Now Tshamahanzi on the other hand....

...Rich and vibrant are words you could use to describe it, but only if you are the kind of person who uses the word cheese to describe the moon and flat a word for the world. You see, Tshamahanzi was built on the side of hill in the middle of the bush, and as legend has it, it was done in quite a hurry. Apparently,and this is just rumoured, a few years ago ( between 30 and 60 years ago ) the people of Moshate village, home to the throne, went to the Kgoshi and complained about the Tsonga/Shangane people, who at that time lived there. The Moshate people was mostly BaSotho and BaPedi and they were not happy with the Shangane culture of traditional "magic" and there Sangomas and Inyangas. So to halt the threat of violence, the Kgoshi arranged for a place for the Shangane people, in the distant mountains. The place now known as Tshamahanzi.

Tshamahanzi as a village, is governed under three Indunas. The village has one clinic and six schools, both primary and secondary. Even though this is such a poor community, there are a generous amount of taverns and shabeens, as drinking seems to be a favourable past time. You can buy your pint of "K.B" at most of them.

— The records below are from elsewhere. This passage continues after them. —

Issue #148, opened 2017-03-01
Unresolved placeholders cause thrown exception


megri:
`loadConfig` doesn't catch this in the `ConfigReaderFailure` but instead throws it directly.

melrief:
Hey @megri, thanks for opening the issue. I guess we forgot to check `ConfigFactory.load`. After reading the [documentation](https://typesafehub.github.io/config/latest/api/com/typesafe/config/ConfigFactory.html#load-com.typesafe.config.Config-) I think I know why: there is no documentation about the exception that can be thrown by those methods and I was assuming it was safe to call. I should have known that a method that doesn't return either errors or the config was unsafe.

The good news is that it should be easy to fix. The only issue that I have is that I don't know which exceptions can we should catch. Maybe we can catch `NonFatal` and see how it goes.

leifwickland:
I agree with catching NonFatal as you suggest, @melrief

melrief:
I propose to create a failure only for this kind of error

leifwickland:
Does "this type of error" mean the resolution failure or a catchall for
exceptions pureconfig didn't expect? I think we need the latter given that
the type signature seems to promise that non fatal errors will not escape.
I also like the idea of a specific error for that resolution failure.

melrief:
I was talking about confining the exceptions thrown by `ConfigFactory.load` inside a failure class that is reserved just for that method. In my mind, that's not a `CannotConvert` failure but a `CannotLoadConfig` (or something like that).

megri:
I think the exceptions thrown are the ones found in the ConfigLoader class. The strictest/cleanest path would be to map those to an ADT

leifwickland:
I totally agree that it's a positive to map known errors to the failure ADT. However, I think we probably should go a step beyond that and catch unknown errors too, dropping them in an appropriately vaguely named member of the ADT.

melrief:
@megri I'll fix this for the next release, thanks for reporting it.

megri:
Thanks for fixing it :)

PR #161, opened 2017-03-09
Catch typesafeconfig exceptions

melrief:
Solves #148 

This PR is an attempt to catch and wrap inside failures the exception thrown by the typesafe config parser and loader. Changes:

- add `ConfigFactoryWrapper` as safer version of the typesafe `ConfigFactory`
- change the `pureconfig.load*` methods to use the `ConfigFactoryWrapper` methods instead of the `ConfigFactory` ones
- change `pureconfig.loadConfigFromFiles` to work on `Path` instead of `File`. Not sure why I accepted a PR working on something different but we are using `Path` everywhere and I'd like to be consistent

p.s. I've noticed in this and another PR that there are some changes on the styles of the files. Something is not working properly but I'm not sure what. I'll leave the style changes in the PR because we should have well formatted code...

### DIFF
--- a/core/src/main/scala/pureconfig/backend/TypesafeConfigWrapper.scala
+++ b/core/src/main/scala/pureconfig/backend/TypesafeConfigWrapper.scala
@@ -27,7 +27,7 @@ object ConfigFactoryWrapper {
 
   /** Utility methods that parse a file and then calls `ConfigFactory.load` */
   def loadFile(path: Path): Either[ConfigReaderFailures, Config] =
-    parseFile(path).flatMap(rawConfig => unsafeToEither(ConfigFactory.load(rawConfig)))
+    parseFile(path).right.flatMap(rawConfig => unsafeToEither(ConfigFactory.load(rawConfig)))
 
   private def unsafeToEither[A](f: => A): Either[ConfigReaderFailures, A] = {
     try (Right(f)) catch {
--- a/core/src/main/scala/pureconfig/backend/TypesafeConfigWrapper.scala
+++ b/core/src/main/scala/pureconfig/backend/TypesafeConfigWrapper.scala
@@ -1,0 +1,38 @@
+package pureconfig.backend
+
+import java.nio.file.Path
+
+import com.typesafe.config.{ Config, ConfigFactory }
+import pureconfig.error.{ ConfigReaderFailures, ThrowableFailure }
+
+import scala.util.control.NonFatal
+
+/**
+ * A wrapper of [[com.typesafe.config.ConfigFactory]] whose methods return `Either` instead
+ * of throwing exceptions
+ */
+object ConfigFactoryWrapper {
+
+  /** @see [[ConfigFactory.invalidateCaches()]] */
+  def invalidateCaches(): Either[ConfigReaderFailures, Unit] =
+    unsafeToEither(ConfigFactory.invalidateCaches())
+
+  /** @see [[ConfigFactory.load()]] */
+  def load(): Either[ConfigReaderFailures, Config] =
+    unsafeToEither(ConfigFactory.load())
+
+  /** @see [[ConfigFactory.parseFile()]] */
+  def parseFile(path: Path): Either[ConfigReaderFailures, Config] =
+    unsafeToEither(ConfigFactory.parseFile(path.toFile))
+
+  /** Utility methods that parse a file and then calls `ConfigFactory.load` */
+  def loadFile(path: Path): Either[ConfigReaderFailures, Config] =
+    parseFile(path).flatMap(rawConfig => unsafeToEither(ConfigFactory.load(rawConfig)))
+
+  private def unsafeToEither[A](f: => A): Either[ConfigReaderFailures, A] = {
+    try (Right(f)) catch {
+      case NonFatal(e) =>
+        Left(ConfigReaderFailures(ThrowableFailure(e, None)))
+    }
+  }
+}
--- a/core/src/main/scala/pureconfig/package.scala
+++ b/core/src/main/scala/pureconfig/package.scala
@@ -24,8 +24,11 @@ package object pureconfig {
    *         isn't possible
    */
   def loadConfig[Config](implicit conv: ConfigConvert[Config]): Either[ConfigReaderFailures, Config] = {
-    invalidateCaches()
-    load().right.flatMap(loadConfig[Config](_)(conv))
+    for {
+      _ <- invalidateCaches().right
+      rawConfig <- load().right
+      config <- loadConfig[Config](rawConfig)(conv).right
+    } yield config
   }
 
   /**
@@ -37,8 +40,11 @@ package object pureconfig {
    *         isn't possible
    */
   def loadConfig[Config](namespace: String)(implicit conv: ConfigConvert[Config]): Either[ConfigReaderFailures, Config] = {
-    invalidateCaches()
-    load().right.flatMap(rawConfig => improveFailures[Config](loadConfig[Config](rawConfig.getConfig(namespace))(conv), namespace, None))
+    for {
+      _ <- invalidateCaches().right
+      rawConfig <- load().right
+      config <- improveFailures[Config](loadConfig[Config](rawConfig.getConfig(namespace))(conv), namespace, None).right
+    } yield config
   }
 
   /**
@@ -50,8 +56,11 @@ package object pureconfig {
    *         isn't possible
    */
   def loadConfig[Config](path: Path)(implicit conv: ConfigConvert[Config]): Either[ConfigReaderFailures, Config] = {
-    invalidateCaches()
-    loadFile(path).right.flatMap(loadConfig[Config](_)(conv))
+    for {
+      _ <- invalidateCaches().right
+      rawConfig <- loadFile(path).right
+      config <- loadConfig[Config](rawConfig)(conv).right
+    } yield config
   }
 
   /**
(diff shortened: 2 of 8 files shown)


core/src/main/scala/pureconfig/package.scala
```diff
@@ -252,15 +258,18 @@ package object pureconfig {
    *
    * @param files Files ordered in decreasing priority containing part or all of a `Config`. Must not be empty.
    */
-  def loadConfigFromFiles[Config: ConfigConvert](files: Traversable[java.io.File]): Either[ConfigReaderFailures, Config] = {
+  def loadConfigFromFiles[Config: ConfigConvert](files: Traversable[Path]): Either[ConfigReaderFailures, Config] = {
```
leifwickland, line 297: Sorry. This is my fault originally.

core/src/main/scala/pureconfig/backend/TypesafeConfigWrapper.scala
```diff
@@ -0,0 +1,38 @@
...
+    unsafeToEither(ConfigFactory.parseFile(path.toFile))
+
+  /** Utility methods that parse a file and then calls `ConfigFactory.load` */
+  def loadFile(path: Path): Either[ConfigReaderFailures, Config] =
+    parseFile(path).right.flatMap(rawConfig => unsafeToEither(ConfigFactory.load(rawConfig)))
+
+  private def unsafeToEither[A](f: => A): Either[ConfigReaderFailures, A] = {
+    try (Right(f)) catch {
+      case NonFatal(e) =>
+        Left(ConfigReaderFailures(ThrowableFailure(e, None)))
```
leifwickland: Thanks for doing this.

core/src/main/scala/pureconfig/package.scala
```diff
@@ -23,8 +24,8 @@ package object pureconfig {
    *         isn't possible
    */
   def loadConfig[Config](implicit conv: ConfigConvert[Config]): Either[ConfigReaderFailures, Config] = {
-    ConfigFactory.invalidateCaches()
-    loadConfig[Config](ConfigFactory.load())(conv)
+    invalidateCaches()
```
leifwickland: If this fails the method will continue loading the configuration mixed with the stale cache. 
Previously if this failed by throwing an exception, the method would fail.
I don' think you intended to change the behavior.
It seems like we need to chain `invalidateCaches()` with the following load call to propagate errors correctly.
You roughly want the `*>` from scalaz. It might be worth implementing something like that here for concision.
Ditto multiple places below.

leifwickland (changes requested):
I don't think you intended the behavior change around `invalidateCache`

core/src/main/scala/pureconfig/package.scala
melrief: What a mistake! I've done this very late and I missed this obvious mistake.

melrief:
@leifwickland thanks for the review! I've addressed the issue with `invalidateCaches`, let me know what do you think.

core/src/main/scala/pureconfig/package.scala
```diff
@@ -143,9 +166,13 @@ package object pureconfig {
...
-    ConfigFactory.invalidateCaches()
-    val config = ConfigFactory.load(ConfigFactory.parseFile(path.toFile))
-    getResultOrThrow[Config](loadConfig[Config](config)(conv))
+    val errorOrConfig =
+      for {
+        _ <- invalidateCaches().right
+        rawConfig <- loadFile(path).right
+        config <- loadConfig[Config](rawConfig)(conv).right
+      } yield config
+    getResultOrThrow[Config](errorOrConfig)
```
leifwickland, line 175: Do you recall why we didn't implement this as:
```
getResultOrThrow[Config](loadConfig(path)(conv))
```

Ditto for the other `loadConfigOrThrow` methods.

leifwickland (approved):

core/src/main/scala/pureconfig/package.scala
melrief: No but it's equivalent, let me fix it

melrief: Fixed with 612b620

leifwickland: Thanks!
It seems like we'd want to reuse the `loadConfig` implementations for for the other `loadConfigOrThrow` methods.

melrief: I was thinking the same and I was wondering why we didn't implemented the `loadConfigOrThrow` by using `loadConfig`. Then I noticed that the location is filled differently, e.g.

```scala
  def loadConfig[Config](namespace: String)(implicit conv: ConfigConvert[Config]): Either[ConfigReaderFailures, Config] = {
    for {
      _ <- invalidateCaches().right
      rawConfig <- load().right
      config <- improveFailures[Config](
        loadConfig[Config](rawConfig.getConfig(namespace))(conv), namespace, None).right
    } yield config
  }
```

but

```scala
def loadConfigOrThrow[Config](namespace: String)(implicit conv: ConfigConvert[Config], ct: ClassTag[Config]): Config = {
    val errorOrConfig =
      for {
        _ <- invalidateCaches().right
        rawConfig <- load().right.map(_.getConfig(namespace)).right
        config <- improveFailures[Config](
          loadConfig[Config](rawConfig)(conv), namespace, ConfigValueLocation(rawConfig.root())).right
      } yield config
    getResultOrThrow[Config](errorOrConfig)
  }
```

I'm not sure why the first set the position of the error to `None` while the second to `ConfigValueLocation(rawConfig.root())` but this is preventing me from reusing the first in the second. @jcazevedo do you know why the two methods are different for the error location?

leifwickland: @melrief If you can't get resolution quickly, I'd be tempted to just revert 612b620 and pick up the thread in a separate issue focused on deduplication.

core/src/main/scala/pureconfig/package.scala
```diff
@@ -143,9 +166,7 @@ package object pureconfig {
    */
   @throws[ConfigReaderException[_]]
   def loadConfigOrThrow[Config](path: Path)(implicit conv: ConfigConvert[Config], ct: ClassTag[Config]): Config = {
```
leifwickland, line 168: I can't figure out where the `ClassTag` is getting used. `loadConfig` doesn't require it. I think it can go.

I think that's also true of all (or most) of the other `loadConfigOrThrow` methods.

melrief: The `ClassTag` is propagated all the way down to the `ConfigReaderException`, which uses it to know the runtime name of the class for the error message.

core/src/main/scala/pureconfig/package.scala
melrief: I `git revert`ed the change with fadbf26 and I've opened #162 to work on the code reuse issue. Let's move the discussion in that issue.

jcazevedo: > I'm not sure why the first set the position of the error to None while the second to ConfigValueLocation(rawConfig.root()) but this is preventing me from reusing the first in the second. @jcazevedo do you know why the two methods are different for the error location?

It looks like a mistake. I think the `location` on `loadConfig` should be obtained via `ConfigValueLocation(rawConfig.root())` as well.

melrief: Then @leifwickland is right and we should always reuse `loadConfig` in `loadConfigOrThrow`. Let's tackle #162 in the near future and fix this inconsistency in the API.

jcazevedo: Having had a better look at it, this is definitely a mistake. We should call `ConfigValueLocation(rawConfig.root())` [here](https://github.com/melrief/pureconfig/pull/161/files#diff-12918ae14aad73e551e678d26010a1deR46) and [here](https://github.com/melrief/pureconfig/pull/161/files#diff-12918ae14aad73e551e678d26010a1deR79) (and reuse this code on the `loadConfigOrThrow` methods).

I don't know if you prefer doing this in the context of this PR or in a separate one.

core/src/main/scala/pureconfig/backend/TypesafeConfigWrapper.scala
```diff
@@ -0,0 +1,38 @@
...
+import com.typesafe.config.{ Config, ConfigFactory }
+import pureconfig.error.{ ConfigReaderFailures, ThrowableFailure }
+
+import scala.util.control.NonFatal
+
+/**
+ * A wrapper of [[com.typesafe.config.ConfigFactory]] whose methods return `Either` instead
+ * of throwing exceptions
+ */
+object ConfigFactoryWrapper {
```
jcazevedo: I prefer having this file named `ConfigFactoryWrapper`, to better reflect its contents.

core/src/main/scala/pureconfig/backend/TypesafeConfigWrapper.scala
jcazevedo: I think we can do a little better here. If we catch [`ConfigException`](https://typesafehub.github.io/config/latest/api/com/typesafe/config/ConfigException.html), we have access to a `ConfigOrigin` which we can then use to create a `ConfigValueLocation`. This would add more context to our errors. Also, we can map some types of `ConfigException` (I see at least [`ConfigException.Parse`](https://typesafehub.github.io/config/latest/api/com/typesafe/config/ConfigException.Parse.html) and [`ConfigException.NotResolved`](https://typesafehub.github.io/config/latest/api/com/typesafe/config/ConfigException.NotResolved.html)) which can be mapped to more semantically rich failures of PureConfig, other than just a `ThrowableFailure`.

jcazevedo (changes requested):

core/src/main/scala/pureconfig/package.scala
melrief: Separate one but in this release. Let's do the review of this PR to manage exceptions from typesafe API and use the PR that solves #162 to fix the API. I prefer to have two commits in the git history tbh.

melrief:
@jcazevedo with 3a7ca16 I've changed the name of the file and added a custom failure called `CannotParse` for typesafe config parsing errors. I'd like to not add too many customs failures here because I think goal should be to be generic over the backend. Our failures should reflect a generic backend error rather than a specific one. Parsing errors, for instance, are generic but `NotResolved` seems specific to typesafe config.
I'm open to objections on this but I really like the idea ofallowing to choose the backend for parsing the configuration. It won't be easy but it's doable.
Let me know what do you think.

jcazevedo:
> I'd like to not add too many customs failures here because I think goal should be to be generic over the backend. Our failures should reflect a generic backend error rather than a specific one. Parsing errors, for instance, are generic but NotResolved seems specific to typesafe config.

It makes perfect sense. 

This looks good to merge as it is. Thanks!

jcazevedo (approved):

Transportation consist mostly of taxis and donkey carts. There are, the employed and richer individuals, who own cars but not that many, as this is a largely unemployed community.

Infra structure are on the rise. As all homes have access to electricity even though electric cables are sometimes stolen for the sale of copper. Some houses now have direct water access though many households still depend on the good old wheelbarrow and water drums at the communal taps. The main road that runs around Tshamahanzi, has only recently been upgraded to tarmac. Gravel roads, often rocky, are still being used. The one thing this rural village still lacks is a working sewerage system. Outside Pit toilets are still being used even though it poses a health risk.

Tshamahanzi is home not only to the shangane, but to a few ethnic groups. Legal as well as illegal foreigners make there homes here, including Zimbabwean, Nigerian, Somalian and Indian nationals. The latter two groups mostly own or manage the few larger shops in Tshamahanzi, though you will find plenty of spazas owned by the locals. These shops are highly successful as the people don't always have the means to travel the twenty odd kilometres to civilisation. These shops stock everything, from everyday groceries to building supplies and equipment. Livestock is found in the form of donkeys, cattle and goats and it shouldn't be strange to find any of them moving freely on the streets. Often you find corn crops growing in back yards as Many of the locals are substance farmers. It is usually cheaper to grow your own then to buy maize meal.

I come to work everyday and sit in my little caravan to listen to the problems of these people. It is mostly serious but often there are the silly ones. Their issues are sometimes more important to them, than I would think. But I have learned to be patient with them even after communication has broken down, we still find a way to a solution.